My grandfather cheated on Mimi? I guess I’m not shocked. I didn’t know

the man well. He passed when I was seven. But Mimi wears it like a badge—

the fact that she was his wife.

She goes on. “You will never regret keeping your chin up and making the

sacrifices it takes to maintain the life you have spent years building. She will

come into your home, not because he loves her, but because he misses you

and can’t be alone. Once a man becomes used to being taken care of, he can

only live that way. He’ll replace you out of necessity, not desire.”

She. My father’s mistress.

“She will come into your home,” Mimi continues, “and parent your child

and spend your money and drive your cars. Fix it.”

My chest rises and falls with shallow breaths. Everything’s changing.

I back away from the patio, heading back into the house and ball my fists.

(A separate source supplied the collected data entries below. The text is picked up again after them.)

PR #3073, opened 2024-10-18
feat: support for cilium + nodesubnet

santhoshmprabhu:
**Reason for Change**:
This PR completes the implementation of CNS support for nodesubnet, so that we may use Cilium with nodesubnet. This PR includes the following changes:
1. "AzureHost" channel mode to configure fetch of IP addresses from NMAgent into CNS
2. Asynchronous IP fetcher in CNS to do the above IP fetch
3. Statefile reconciliation without NNCs

The changes have been validated with E2E runs, though the pipeline changes are to be merged in a separate PR (#3083).

**Issue Fixed**:

Cilium nodesubnet support

**Requirements**:

- [ ] includes documentation
- [x] adds unit tests

**Notes**:


cns/restserver/nodesubnet.go
```diff
@@ -0,0 +1,59 @@
...
+	for i, ip := range secondaryIPs {
+		secondaryIPStrs[i] = ip.String()
+	}
+
+	networkContainerRequest := nodesubnet.CreateNodeSubnetNCRequest(secondaryIPStrs)
+
+	code, msg := service.saveNetworkContainerGoalState(*networkContainerRequest)
+	if code != types.Success {
+		logger.Debugf("Error in processing IP change")
+		return errors.Errorf("failed to save fetched ips. code: %d, message %s", code, msg)
```
timraymond, line 28: I am very much of the mindset that you should log or return errors--not both. Since we _can_ return an error here, I lean more towards just doing that. We can add more contextual information (as you've done), and it can be someone else's responsibility towards the top of the call stack to log all the errors (usually the HTTP handler).

cns/service/main.go
```diff
@@ -871,6 +872,31 @@ func main() {
...
+
+		// If cns manageendpointstate is true, then cns maintains its own state and reconciles from it.
+		// in this case, cns maintains state with containerid as key and so in-memory cache can lookup
+		// and update based on container id.
+		cns.GlobalPodInfoScheme = cns.InfraIDPodInfoScheme
+
+		var podInfoByIPProvider cns.PodInfoByIPProvider
+		podInfoByIPProvider, err = getPodInfoByIPProvider(rootCtx, cnsconfig, httpRemoteRestService, nil, "")
+		if err != nil {
+			logger.Errorf("[Azure CNS] Failed to get PodInfoByIPProvider: %v", err)
```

I knew about the other woman. I even thought there might be more than

one. Who could blame him? My mother was a bitch and made the house

unbearable, trying to control everyone and everything, and we were all

suffocating under the clothes and the makeup and the standards, but…

Is he actually leaving her? Is he making a new life without us?

Is he leaving me with her?

Or is she leaving him? It sounded like my grandmother was trying to talk

her out of something.

Where do I go when I come home for holidays? They don’t know me

anymore. Do they even want me around—my mother forced to keep up

appearances, and my father forced to support a family he no longer wants?

Jesus, do they even know I’m still here?

I rub my hands up and down my face, drifting down the hallway, past all

our photos that my grandmother will keep up, because we look like a happy

family, and my grandfather looks like a doting husband.

I drift, until I find my way upstairs and in my grandmother’s room,

veering straight for the hidden cubby drawer in the mantel of her fireplace.

Reaching inside, I dig out the stack of letters I’d found there when I was

eight that now make a lot more sense since Macon told me about Two Locks

—the old, abandoned farm on Harley Creek my family owns where he said

my grandmother hid her affair.

I stare at the stack—more than fifty letters probably—yellowed with age

and secured with a white ribbon. At the time, I’d thought it was adult stuff.